Rever essas orientações quando a ANPD publicar regulamentação sobre esse período.

·         Se a congregação tiver um programa de proteção e privacidade de dados, deve seguir o que for definido na política de proteção.

 

·         Se a congregação não tiver um programa de proteção e privacidade de dados, o pesquisador deve requisitar formalmente o acesso, devendo especificar se faz parte de alguma instituição de pesquisa. Se sim, a instituição deve apresentar uma declaração de Conformidade com a LGPD; a linha de pesquisa, e que dados quer acessar. Se o pesquisador não tiver ligação com nenhuma instituição de pesquisa, ou educacional, o acesso não pode ser franqueado sem autorização do titular.

 

Situação 3

Acesso a documentos por interesse privado/particular

 

É o caso de exercício de transparência, quando o membro deseja acessar documentos buscando esclarecimento próprio sobre a movimentação contábil da congregação, seu patrimônio, acompanhar ou confirmar o ingresso de receitas e saída de despesas. O acesso a esses documentos trata-se de exercício de direito de um membro filiado à congregação e um dever de transparência da administração. A recusa a acesso a esses registros pode causar embaraço, desavenças e, em casos mais graves, processos judiciais.

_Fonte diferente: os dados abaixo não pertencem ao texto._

PR #16300, opened 2022-09-19
Mark XCode toolchain as `clang` rather than `compiler` 

fmeum:
RELNOTES: The @bazel_tools//tools/cpp:compiler flag now has the value `clang` for the auto-configured XCode toolchain rather than the generic value compiler. A branch for `clang` may have to be added to select statements that do not have a default case that handles this toolchain appropriately.


brentleyjones:
It's `Xcode` instead of `XCode` btw 😄.

src/test/shell/bazel/cc_integration_test.sh
```diff
@@ -1708,4 +1708,48 @@ EOF
   expect_log "in pkg/library.cpp: ''"
 }
 
+function test_compiler_flag_gcc() {
```
keith, line 1711: Looks like your other diff snuck in here

keith (commented):
Related https://github.com/bazelbuild/bazel/pull/14376

src/test/shell/bazel/cc_integration_test.sh
fmeum: It's stacked as the other PR hasn't been merged yet.

fmeum: I rebased onto master, so this is no longer stacked.

keith:
@googlewalt I think we'll want this one as well, related to https://github.com/bazelbuild/bazel/pull/14376/

googlewalt:
Would I be able to submit these two PRs independently, or will tests break?  Should I combine the two?

keith:
Combining is fine, but tests should be fine either way

tools/osx/crosstool/cc_toolchain_config.bzl
```diff
@@ -2898,7 +2898,7 @@ def _impl(ctx):
             target_system_name = target_system_name,
             target_cpu = ctx.attr.cpu,
             target_libc = target_libc,
-            compiler = "compiler",
```
googlewalt, line 2901: I think this should take the value of the input attribute compiler.

googlewalt: I will fix this during import.

PR #16302, opened 2022-09-19
Fix Bazel build with Bzlmod enabled

meteorcloudy:
Fixing https://buildkite.com/bazel/bazel-bazel-with-bzlmod/builds/288


Wyverald (approved):
nice!!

Outra situação trata da cópia de documentos referentes ao próprio membro da congregação: é direito constitucional e legal previsto na LGPD. A negativa pode acarretar sérias consequências para a congregação.

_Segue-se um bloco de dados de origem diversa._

PR #16305, opened 2022-09-20
BES: make uploader retry attempts configurable

sluongng:
Depends on different Build Event Service setup, there could be different failure modes that may tolerate less or more failures for Build Events uploading.

Allow users to tweak the number without having to use a custom JVM args or shipping a fork of Bazel with these number tweaked.

### DIFF
--- a/src/main/java/com/google/devtools/build/lib/buildeventservice/BuildEventServiceUploader.java
+++ b/src/main/java/com/google/devtools/build/lib/buildeventservice/BuildEventServiceUploader.java
@@ -93,12 +93,6 @@ import javax.annotation.concurrent.GuardedBy;
 public final class BuildEventServiceUploader implements Runnable {
   private static final GoogleLogger logger = GoogleLogger.forEnclosingClass();
 
-  /** Configuration knobs related to RPC retries. Values chosen by good judgement. */
-  private static final int MAX_NUM_RETRIES =
-      Integer.parseInt(System.getProperty("BAZEL_BES_NUM_RETRIES_ON_RPC_FAILURE", "4"));
-
-  private static final int DELAY_MILLIS = 1000;
-
   private final BuildEventServiceClient besClient;
   private final BuildEventArtifactUploader buildEventUploader;
   private final BuildEventServiceProtoUtil besProtoUtil;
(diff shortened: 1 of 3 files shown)


sluongng:
Not to sure how to test this just yet. I want to do this in Java but it might need to be a Bash test instead 🤔.

Open for suggestion.

coeuvre:
The changes LGTM but I will let @michaeledgar to make the decision.

sluongng:
I gave the flag names and docs slight tweak to better reflect their usages.

I am looking into `src/test/java/com/google/devtools/build/lib/buildeventservice/BazelBuildEventServiceModuleTest.java` but was unable to run the test locally on an M1 laptop.

```
java.lang.UnsatisfiedLinkError: /private/var/tmp/_bazel_sngoc/3438d92a73240559fc14d42b354b0b3f/sandbox/darwin-sandbox/2373/execroot/io_bazel/_tmp/96e4189e467fdee3386978ad0a337362/bazel-jni.11079868827068369907/libunix_jni.dylib: dlopen(/private/var/tmp/_bazel_sngoc/3438d92a73240559fc14d42b354b0b3f/sandbox/darwin-sandbox/2373/execroot/io_bazel/_tmp/96e4189e467fdee3386978ad0a337362/bazel-jni.11079868827068369907/libunix_jni.dylib, 0x0001): tried: '/private/var/tmp/_bazel_sngoc/3438d92a73240559fc14d42b354b0b3f/sandbox/darwin-sandbox/2373/execroot/io_bazel/_tmp/96e4189e467fdee3386978ad0a337362/bazel-jni.11079868827068369907/libunix_jni.dylib' (mach-o file, but is an incompatible architecture (have (arm64), need (x86_64)))

Exception in thread "Thread-0" java.lang.NoClassDefFoundError: Could not initialize class com.google.devtools.build.lib.unix.NativePosixFiles
	at java.base/java.lang.Thread.run(Thread.java:829)
EEE.EEE.EEE.EEE
```

sluongng:
I added a small test for the retry attempt count.

Not quite sure how to test the delay value though, I would need to be able to assert the info log somehow but I could not find a good way to do that.
If anyone could point me to a precedented approach to replicate, it would be very helpful.

sluongng:
@michaeledgar I would appreciate it if you could take a look at this PR.

Just want to know if you folks are ok with the direction.

michaeledgar (commented):
I'll merge this shortly. Thanks for sending this out, and persisting despite my unavailability!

Tipo de documentos requisitados:

Certidões de batismo, casamento; confirmação ou profissão de fé; em seu nome. Registro de transferência; dados cadastrais, registro de ofertas e doações, tudo em nome próprio.

Movimentos financeiros, relatórios contábeis, atas de reunião de diretoria, atas de assembleia, estatuto, regimento interno, notas fiscais, recibos, etc.

Como proceder nesse caso?

Documentos referentes ao próprio membro da congregação:

Livre acesso; correção; eliminação de dados desnecessários; e cópia.

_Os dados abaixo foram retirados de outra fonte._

PR #16311, opened 2022-09-20
Delete download temp directory after the build.

benjaminp:
I have observed that since https://github.com/bazelbuild/bazel/commit/bce7db055dd702e8a101f975f8585e0dfeb18a67, `WARNING: Found stale downloads from previous build, deleting...` is printed after every non-clean build. The reason appeared to be that the `remote` staging directory was not deleted after a build.

### DIFF
--- a/src/main/java/com/google/devtools/build/lib/remote/RemoteModule.java
+++ b/src/main/java/com/google/devtools/build/lib/remote/RemoteModule.java
@@ -856,6 +856,10 @@ public final class RemoteModule extends BlazeModule {
 
     if (actionContextProvider != null) {
       actionContextProvider.afterCommand();
+      var gen = actionContextProvider.getTempPathGenerator();
+      if (gen != null) {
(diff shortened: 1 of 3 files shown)


src/main/java/com/google/devtools/build/lib/remote/RemoteModule.java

Documentos administrativos da congregação:

Livre acesso e cópia.

 

Situação 4

Acesso a documentos para fins de execução de contrato

 

Algumas congregações contratam serviços de terceiros para execução de atividades complexas, como o caso de escritórios de contabilidade; RH; banco de dados de cadastro de membros, entre outros.

Nessas situações, deve existir um contrato formal, determinando não só o serviço prestado como um termo de confidencialidade, mas impondo ao terceiro uma multa elevada em caso de divulgação de informações da congregação que eles vierem a ter conhecimento, como valor em conta corrente; investimentos; ou dados pessoais de membros, pastores ou empregados.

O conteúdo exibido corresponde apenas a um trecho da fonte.